PR #146, opened 2020-11-10
Added evict_control context method

Superhepper:

### DIFF
--- a/src/context.rs
+++ b/src/context.rs
@@ -9,9 +9,13 @@ use crate::{
         types::{capability::CapabilityType, session::SessionType},
     },
     handles::{
-        AuthHandle, KeyHandle, NvIndexHandle, ObjectHandle, PcrHandle, SessionHandle, TpmHandle,
+        AuthHandle, KeyHandle, NvIndexHandle, ObjectHandle, PcrHandle, PersistentTpmHandle,
+        SessionHandle, TpmHandle,
     },
-    interface_types::resource_handles::{Hierarchy, NvAuth},
+    interface_types::{
+        dynamic_handles::Persistent,
+        resource_handles::{Hierarchy, NvAuth, Provision},
+    },
     nv::storage::NvPublic,
     session::Session,
     structures::{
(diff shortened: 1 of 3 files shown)


src/context.rs
```diff
@@ -874,6 +878,41 @@ impl Context {
...
+    pub fn evict_control(
+        &mut self,
+        auth: Provision,
+        object_handle: ObjectHandle,
+        persistent: Persistent,
+    ) -> Result<ObjectHandle> {
+        // A session for authorization is required.
+        if self.sessions.0.is_none() {
+            error!("Missing session handle for authorization of auth.");
+            return Err(Error::local_error(ErrorKind::InvalidParam));
```
ionut-arm, line 892: I'm wondering if this deserves its own error kind, invalid param seems a bit far fetched and I'm sure there are other API methods where you need at least one session.

tests/context_tests.rs
```diff
@@ -1853,6 +1859,60 @@ mod test_ctx_load {
...
+            .expect("Failed to close persistant handle");
+
+        let retireved_persistant_handle = context
+            .tr_from_tpm_public(TpmHandle::Persistent(persistent_tpm_handle))
+            .expect("Failed to load the persistant handle");
+
+        assert_ne!(
+            retireved_persistant_handle,
+            ObjectHandle::from(ESYS_TR_NONE)
+        );
```
ionut-arm, line 1912: Could you also add a step to evict the persistent object and then try to load the TPM resource again?

ionut-arm (commented):
Thanks! Left couple of comments, I swear I thought we had this implemented already 😮

src/context.rs
puiterwijk: There are many of those, yeah. I think it might be an idea to make this a standard non-public `fn Context.require_a_session(&self) -> Result<()>` function.

Superhepper: Yeah, I will look into a new error type and see how to make it easy to use in context.

src/context.rs
```diff
@@ -874,6 +878,41 @@ impl Context {
...
+    /// Evicts persistent objects or allows certain transient objects
+    /// to be made peristent.
+    pub fn evict_control(
+        &mut self,
+        auth: Provision,
+        object_handle: ObjectHandle,
+        persistent: Persistent,
+    ) -> Result<ObjectHandle> {
+        // A session for authorization is required.
+        if self.sessions.0.is_none() {
```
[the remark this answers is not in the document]
Superhepper: Oh sorry forgot about that! I was thinking that I have to check the specification to see if there might be any cases where more then one session is required. I will look into it!

Superhepper:
There that looks good.

puiterwijk (approved):
LGTM

src/context.rs
```diff
@@ -1729,6 +1762,16 @@ impl Context {
...
+
+    /// Function that returns the required
+    /// session handle if it is available else
+    /// returns an error.
+    fn required_session_1(&self) -> Result<ESYS_TR> {
+        self.sessions.0.map(|v| v.handle().into()).ok_or_else(|| {
+            error!("Missing session handle for authorization (authSession1 = None)");
+            Error::local_error(ErrorKind::MissingAuthSession)
+        })
+    }
```
ionut-arm, line 1774: I wonder if we need to document the fact that we rely on the first session in that tuple whenever a session is _required_ - what do you think?

ionut-arm (approved):
👌

src/context.rs
Superhepper: Yes, I think that is needed. That is something we should do for set_sessions too. And refer to the ESAPI specification.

What you have to do: The records above should be reproduced in full, exactly as they read.

Completed task:
PR #146, opened 2020-11-10
Added evict_control context method

Superhepper:

### DIFF
--- a/src/context.rs
+++ b/src/context.rs
@@ -9,9 +9,13 @@ use crate::{
         types::{capability::CapabilityType, session::SessionType},
     },
     handles::{
-        AuthHandle, KeyHandle, NvIndexHandle, ObjectHandle, PcrHandle, SessionHandle, TpmHandle,
+        AuthHandle, KeyHandle, NvIndexHandle, ObjectHandle, PcrHandle, PersistentTpmHandle,
+        SessionHandle, TpmHandle,
     },
-    interface_types::resource_handles::{Hierarchy, NvAuth},
+    interface_types::{
+        dynamic_handles::Persistent,
+        resource_handles::{Hierarchy, NvAuth, Provision},
+    },
     nv::storage::NvPublic,
     session::Session,
     structures::{
(diff shortened: 1 of 3 files shown)


src/context.rs
```diff
@@ -874,6 +878,41 @@ impl Context {
...
+    pub fn evict_control(
+        &mut self,
+        auth: Provision,
+        object_handle: ObjectHandle,
+        persistent: Persistent,
+    ) -> Result<ObjectHandle> {
+        // A session for authorization is required.
+        if self.sessions.0.is_none() {
+            error!("Missing session handle for authorization of auth.");
+            return Err(Error::local_error(ErrorKind::InvalidParam));
```
ionut-arm, line 892: I'm wondering if this deserves its own error kind, invalid param seems a bit far fetched and I'm sure there are other API methods where you need at least one session.

tests/context_tests.rs
```diff
@@ -1853,6 +1859,60 @@ mod test_ctx_load {
...
+            .expect("Failed to close persistant handle");
+
+        let retireved_persistant_handle = context
+            .tr_from_tpm_public(TpmHandle::Persistent(persistent_tpm_handle))
+            .expect("Failed to load the persistant handle");
+
+        assert_ne!(
+            retireved_persistant_handle,
+            ObjectHandle::from(ESYS_TR_NONE)
+        );
```
ionut-arm, line 1912: Could you also add a step to evict the persistent object and then try to load the TPM resource again?

ionut-arm (commented):
Thanks! Left couple of comments, I swear I thought we had this implemented already 😮

src/context.rs
puiterwijk: There are many of those, yeah. I think it might be an idea to make this a standard non-public `fn Context.require_a_session(&self) -> Result<()>` function.

Superhepper: Yeah, I will look into a new error type and see how to make it easy to use in context.

src/context.rs
```diff
@@ -874,6 +878,41 @@ impl Context {
...
+    /// Evicts persistent objects or allows certain transient objects
+    /// to be made peristent.
+    pub fn evict_control(
+        &mut self,
+        auth: Provision,
+        object_handle: ObjectHandle,
+        persistent: Persistent,
+    ) -> Result<ObjectHandle> {
+        // A session for authorization is required.
+        if self.sessions.0.is_none() {
```
[the remark this answers is not in the document]
Superhepper: Oh sorry forgot about that! I was thinking that I have to check the specification to see if there might be any cases where more then one session is required. I will look into it!

Superhepper:
There that looks good.

puiterwijk (approved):
LGTM

src/context.rs
```diff
@@ -1729,6 +1762,16 @@ impl Context {
...
+
+    /// Function that returns the required
+    /// session handle if it is available else
+    /// returns an error.
+    fn required_session_1(&self) -> Result<ESYS_TR> {
+        self.sessions.0.map(|v| v.handle().into()).ok_or_else(|| {
+            error!("Missing session handle for authorization (authSession1 = None)");
+            Error::local_error(ErrorKind::MissingAuthSession)
+        })
+    }
```
ionut-arm, line 1774: I wonder if we need to document the fact that we rely on the first session in that tuple whenever a session is _required_ - what do you think?

ionut-arm (approved):
👌

src/context.rs
Superhepper: Yes, I think that is needed. That is something we should do for set_sessions too. And refer to the ESAPI specification.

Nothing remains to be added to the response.